In Genesis 1, following use of the cardinal ‘one’ in v. 5, subsequent numbering of days use ordinal numbers (‘second’ 1:8, ‘third’ 13, etc.). In Gen 2:10-14, this same sequential pattern, starting with ‘one’ (KJV “the first” hä´eHäd), then continuing with ‘second . . . fourth’ is repeated in relation to the four rivers. Taking ´eHäd or ‘one’ to be about ‘unity’ is governed by the notion of a compound that is ‘three-in-one’: unity as tri-unity. There are three related or united persons in their one God(head). The Catholic Catechism affirms,
- The Trinity is One (para 253).
- We do not confess three Gods but one God in three persons, the ‘consubstantial Trinity’ (para 253).
- The Divine Unity is Triune (para 254).
- God is one but not solitary (para 254).[17] (My underlining.)
- b) ‘Unity’ is special pleading
The analysis that follows shows “for ‘one’ read ‘unity’”, of the kind stated in the Catechism, above, is special pleading. Biblical proof is needed to show that ´eHäd should become ‘unity’ as a different order of ‘one’. Of course, even if ´eHäd in Deut 6:4 were to do with ‘unity’, that does not of itself mean a unity comprised of three (‘Gods’). Indeed, two human persons, or an innumerable redeemed “many becoming ‘one’” (in Christ and in God, his Father) aligns with Biblical precedents. By contrast, 1 John 5:7’s ‘three are one’ is notorious as a spurious trinitarian interpolation.

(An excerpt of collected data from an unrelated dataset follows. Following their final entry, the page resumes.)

PR #2650, opened 2026-09-07
perf: reduce calls to FilteredIndexView.accepts

Postremus:
calls to FilteredIndexView.accepts are a bit expensive in my reproducer. This method does multiple checks on the class and package name. Most of them short circuit, since the config for these checks is not set by quarkus by default.

However, when reducing the invocation count of accepts from 42k -> 13k, there is still a noticeable improvement in document generation time.

Removed the possible double wrapping of the Index inside a FilterIndexView. Quarkus already gives us an FilterIndexView. Rewrote consecutive containsClass / getClass calls to a simple getClass with null check (where easily possible). 
Check the jdkIndex first in TypeUtil. This local index only contains some of the jdk classes, and is therefore quite small (avoids CompositeIndex scans / FilteredIndexView.accepts).

This saves about 30ms when doing a quarkus:build.

related to #2630


MikeEdgar (approved):
Looks good to me, thanks @Postremus . The Sonar warning looks bogus. Good to merge from your perspective?

Postremus:
Thank you for the review @MikeEdgar 
Yes this PR is ready.

PR #2667, opened 2026-09-19
perf: Existence check before annotation search

Postremus:
Most often, Annotations are defined in pars like List(javax.ws.rs.QueryParam, jakarta.ws.rs.QueryParam).
Applications generally either use javax, or the jakarta annotations. Mixing both is (afaik) also not supported by quarkus.

So smallrye openapi checks a lot of annotations unnecessarily.
In practice, 232k calls to getDeclaredAnnotations.

Jandex has a quick (ish) way to detect if an annotation is used anywhere in the application, IndexView.getAnnotations.

Based on that, we can first check if an annotation is even used anywhere, before searching the annotations on an AnnotationTarget for it.

In practice, this reduced the calls to the (inner) getDeclaredAnnotations from 232k to around 50k.

While at it, I defined constants for some more Lists of annotations.
And added non-varargs version of the hasAnnotation, getAnnotation, getAnnotationValue methods in Annotations (to avoid allocations for the varargs arrays).

However, IndexView.getAnnotations is performing allocations, and CompositeIndex.getAnnotations even more so. So we have to cache the annotation presence check.

(I also checked, an optimized, non allocating, containsAnnotation method in jandex helps, but still slower than our local cache. Most likely because multiple indexes annotation Hashmaps need to be checked).

This saves about 30ms for quarkus:build

related to #2630.


Postremus:
Setting this back to draft for now.

I might as well try to add the index.containsAnnotation method to jandex and use it.
In practice this will likely only safe a few allocations though; no noticable improvements from doing so.

PR #2668, opened 2026-09-21
perf: Optimize deepcopy

Postremus:
This PR intends to optimize the OpenAPI.deepcopy method, by avoiding reflection and reducing allocations.

I also added basic benchmark module (jmh) based on the on in jandex.

This saves about 3 ms for a quarkus:build.
related to #2630


testsuite/benchmarks/pom.xml
```diff
@@ -0,0 +1,113 @@
...
+         xmlns:xsi="http://www.w3.org/2001/XMLSchema-instance"
+         xsi:schemaLocation="http://maven.apache.org/POM/4.0.0 http://maven.apache.org/xsd/maven-4.0.0.xsd">
+    <modelVersion>4.0.0</modelVersion>
+    <parent>
+        <groupId>io.smallrye</groupId>
+        <artifactId>smallrye-open-api-parent</artifactId>
+        <version>4.4.0-SNAPSHOT</version>
+    </parent>
+
+    <artifactId>smallrye-open-api-benchmarks</artifactId>
```
MikeEdgar, line 13: I'm thinking it might be better to put this new module under `testsuite/` and also make sure the Java packages are something like `io.smallrye.openapi.test.benchmarks`, etc. Eventually when we finally do JPMS modules that will avoid split packages.

model/src/main/java/io/smallrye/openapi/model/BaseModel.java
```diff
@@ -95,6 +106,8 @@ public C constructible() {
         return (C) this;
     }
 
+    public abstract Class<C> getConstructibleClass();
```
MikeEdgar, line 109: Good idea 👍

MikeEdgar (commented):
I haven't spotted anything major, just a few comments on the new benchmark module. Also, I think the CI won't be runnable without resolving the conflicts.

testsuite/benchmarks/pom.xml
Postremus: done

testsuite/benchmarks/src/main/java/io/smallrye/openapi/test/benchmarks/chart/ChartGenerator.java
```diff
@@ -0,0 +1,105 @@
...
+import org.knowm.xchart.CategoryChart;
+import org.knowm.xchart.CategoryChartBuilder;
+import org.openjdk.jmh.annotations.Mode;
+
+import com.google.gson.Gson;
+
+import io.smallrye.openapi.test.benchmarks.json.BenchmarkDto;
+
+public class ChartGenerator {
+    private static final Gson GSON = new Gson();
```
MikeEdgar, line 27: I meant to comment on it yesterday but passed it by. Does this have to be Gson or could it be Jackson 2 or 3 instead? Just to keep dependency bloat to a minimum.

testsuite/benchmarks/run-benchmarks.sh
MikeEdgar, line 1: It might be nice to see this running in a new GHA workflow (single Java version is probably fine). It could attach the chart to the result build for review. What do you think? Maybe a separate PR for that part.

MikeEdgar (commented):
Looking good, just one more question about the JSON binding that I forgot to bring up yesterday.

testsuite/benchmarks/src/main/java/io/smallrye/openapi/test/benchmarks/chart/ChartGenerator.java
Postremus: done, switched to jackson.

testsuite/benchmarks/run-benchmarks.sh
Postremus: Lets do this as follow up.

Problem is, that github actions is, obviously, not a lab setup. Meaning, that results will vary wildly between runs.
So we should note something like: "Charts are for review purposes only, and don't indicate real world performance.".

Then I believe that it would be fine to look at the charts as part of the review.

We could compare the branch head to the main commit the branch was created from.

MikeEdgar: Right, it wouldn't need to be anything precise. It should mainly be a way to catch drastic changes in performance or the introduction of some bug in the benchmark code itself. A follow-up sometime would be great, thank you.

MikeEdgar (changes requested):
Hopefully this is the last thing... Running this locally with JDK 25, I need to add the JMH annotation processor to the Maven compiler to get this working. Otherwise, there aren't any benchmarks found. We may as well just add it here and it should work for any recent JDK version then.

```xml
<plugin>
    <groupId>org.apache.maven.plugins</groupId>
    <artifactId>maven-compiler-plugin</artifactId>
    <configuration>
        <annotationProcessorPaths>
            <path>
                <groupId>org.openjdk.jmh</groupId>
                <artifactId>jmh-generator-annprocess</artifactId>
                <version>${version.jmh}</version>
            </path>
        </annotationProcessorPaths>
    </configuration>
</plugin>
```

Postremus:
Good catch @MikeEdgar , I only tested with jdk 21 locally.

Postremus:
done. I also had to add test-compile to the run-benchmarks.sh script.
The jmh plugin ignores annotation processor while compiling sources.

Postremus:
I am going to disable sonar for the benchmarks module.
(if I can figure out how). Don't see a point in requiring tests for it.

MikeEdgar:
That's fine - you can add it to `<sonar.coverage.exclusions>` in the root POM.

MikeEdgar (approved):
LGTM, the Sonar warnings about the lambdas seem fine to me. Reworking that would probably make the assertions less readable.

PR #17, opened 2019-10-16
OAuth module

awichera:
So, there are two modules added: authentication, which I would probably remove, But It makes sense to me to back it up somewhere, it may come handy. It may be eventualty devoured by Seacat Auth or something.

Oauth module is what this is about.

The code is a mess at the moment and is in need of a refactorization. I would appreciate suggestions for it, hence this merge request.

__________________________________________________________
Ideas:

- Move all the logic from from components to AuthService
- Create authProvider json, which would be used to draw buttons on /auth screen. It could work well with some config, that would then filter only wanted authProviders.
- I like specific flow files for specific oAuth providers, adding new one was quite simple
- As dicussed on last review, change indentity handling to 
```load app => check for token in cookie => validate token on the server, get user info => continue as logged in/out user```

Questions:
- How to catch errors in requests, and don't make the code too messy?
- Where exactly is it customary to separate view and controller?
- Views shold be obviously container components, and controllers? Services? Single service? Something else?
- What is supposed to be in module configuration?
     - some form of list of oAuth providers
     - what else?

### CODE REVIEW

File: src/modules/oauth/index.js [hunk 1]
```diff
@@ -0,0 +1,81 @@
...
+import TeskalabsAuth from './containers/TeskalabsAuth'
+import GitHubAuth from './containers/GitHubAuth'
+import AuthService from './services/AuthService'
+
+
+
+export default class AuthenticationModule extends Module {
+    constructor(app, name){
+        super(app, "Authentication");
+
```
ateska: Meh ... don't hardcode that vendor-specific things (TL Auth, GitHub) ... it shouldn't be part of the library.
On the other hand, it should be captured in examples/docs/

src/containers/Application.js
```diff
@@ -38,15 +38,20 @@ class Application extends Component {
 
 
 		// Instantiate modules
+		console.log ("IIIIIIIIIIIIIIIIIIIIIIIIIIIIIIIII")
```
PremyslCerny: Be more specific about the log message, which component it is located in etc. Obviously, user will not want to see it unless there is some error.

src/modules/authentication/containers/RegisterBox.js
```diff
@@ -0,0 +1,274 @@
...
+      this.setState({ email });
+      this.doValidateSubmit ()
+    }
+
+    handlePwdInput(event) {
+      const { pwd, repPwd} = this.state
+      pwd.value = event.target.value
+      this.setState({ pwd });
+      if (pwd.validate) {
+        this.doValidatePwd (event.target.value);
```
PremyslCerny: Remove extra space before the parenthesis.

src/modules/oauth/containers/AuthContainer copy.js
```diff
@@ -0,0 +1,113 @@
+import React, { Component } from 'react'
```
ateska: `AuthContainer copy.js` ?

src/modules/oauth/containers/AuthContainer.js
```diff
@@ -0,0 +1,130 @@
...
+    constructor(props) {
+      super(props);
+      this.AuthService =  this.props.app.locateService("AuthService");
+
+
+      this.state = {
+        buttons:[]
+      };
+
+      const TLdomain = "https://via.teskalabs.com/seacat-auth";
```
ateska: This is too specific to be part of the  generic technology.

src/modules/oauth/containers/ServerInteractionBox.js
```diff
@@ -0,0 +1,54 @@
+import React, { Component } from 'react'
+import { connect } from 'react-redux';
+import { withRouter } from "react-router";
+import {
+  Alert, Button, Card, CardBody, Col, ListGroup, ListGroupItem, Label,
+  Form, FormGroup, Input, InputGroup, InputGroupAddon, InputGroupText, Row
+} from 'reactstrap';
+import axios from 'axios'
+
+class ServerInteractionBox extends Component {
```
ateska: What is "server interaction"?

awichera:
@ateska It is still WIP. Most of the think you mention in requested changes are to be factored out (ServerInteractionBox, AuthContainer copy.js, links in AuthContainer).

I requested the review because of the question about the architecture - regarding specification of availible authMethods in user code.

src/modules/oauth/containers/AuthContainer copy.js
awichera: Will factor out.

src/modules/oauth/containers/AuthContainer.js
awichera: This will be factored out, url will be in specific authMethods.

src/modules/oauth/containers/ServerInteractionBox.js
awichera: This won't make a sense after refactorization is finished. I will remove it.

ateska:
@awichera - pls, resolve conflicts.

src/modules/oauth/services/AuthService.js
```diff
@@ -0,0 +1,59 @@
+import { connect } from 'react-redux';
+import axios from 'axios';
+import queryString from 'query-string'
+import Service from '../../../abc/Service';
+
+
+
+export default class AuthService extends Service {
```
ateska: There is already `class AuthService` defined ... this is rather `OAuthService`?

src/modules/oauth/containers/GitHubAuth.js
```diff
@@ -0,0 +1,118 @@
...
+import axios from 'axios'
+
+class GitHubAuth extends React.Component {
+
+    constructor(props) {
+      super(props);
+      this.AuthService =  this.props.app.locateService("AuthService");
+    }
+
+  //   async componentDidMount() {
```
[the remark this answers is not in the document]
awichera: Delete it :)

awichera:
I think I am almost at the point of serious merge request. 

I have added a demo, to show my proposal of how the module would be used in a user code in this iterations.
I don't think architecture of ASAB UI allows for extensive (or any) module configuration and I would definiteliy wouldn't drag introduction of this feature in to this merge request.

Given the circumstance, I think that creation of inheriting module with around five lines of code is reasonable way to go about it. At least for the time being.
__________________________

Regarding the comments, I will try to add comments explaining a usage and structure of basic classes.
Any other remarks?

src/modules/oauth/services/AuthService.js
awichera: Maybe?
My idea was, that rest of the application would be apologetic on type of authorization. 
Any form of authorization module would expose AuthService and you could basicly plug and play any type of authorization module in to your app without changing a thing.

Thats why I am using generic name AuthorizationModule as well.

Is that a wrong way to think about it?

ateska: Name has to be unique ... you are mixing type/class and name.
Simply said, there should be only one class of a given name.

ateska: Ok, this seems to be a last bit prior merge.

ateska:
Don't forget to resolve that conflict.

awichera:
@ateska : I somehow thought this has been merged already.
Is there anything else for this request, that should be done, or should I merge it?

PR #18, opened 2019-12-01
1912 refactoring of the ASAB Web UI kit

ateska:


demo/src/index.js
```diff
@@ -18,7 +17,5 @@ modules.push(SampleModule);
 
 // Render
 ReactDOM.render((
-	<BrowserRouter>
-		<Application modules={modules} />
-	</BrowserRouter>
+	<Application modules={modules} />
```
mpavelka: This is ok as long as you don't need route information in the application object. You won't be able to use `withRouter(Application)` AFAIK.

- In Hebrew idiom, as in Gen 11:6, whether masculine ´eHäd [of ‘people’], or feminine ´aHat [of ‘language’], ‘one’ always follows the noun it quantifies, whereas subsequent cardinal numbers (two, three, four, etc.) precede the noun to which they apply.
- Whatever the semantic or conceptual role of ‘one’/´eHäd in this Deut 6:4 formulation, it is positioned in the normal way so any emphasis or nuance is not obvious.[18]
- Similarly, in Mal 2:10, both ‘father’ and ‘God’ (the singular form ´ēl) are qualified by ´eHäd: “Have we not all one father? Hath not one God created us?”
To sum up, what we have regarding Israel’s God and ´eHäd / ‘one’ in the OT is a pattern of usage as follows,
‘One Yahweh’ (‘Yahweh is one’) in Deut 6:4 and Zech 14:9.
‘One Father’ and ‘one God’ in Mal 2:10.[19]
‘One name’ (‘name one’) in Zech 14:9.
- c) Greek NT ‘one’ corresponding to HB/OT ´eHäd in statements about God
We have already seen that Jesus cites Deut 6:4 in reply to a question in Mark 12:29:
And Jesus answered him, The first of all the commandments is, Hear, O Israel; The Lord our God is one Lord. (KJV) (NIV: …the Lord our God, the Lord is one).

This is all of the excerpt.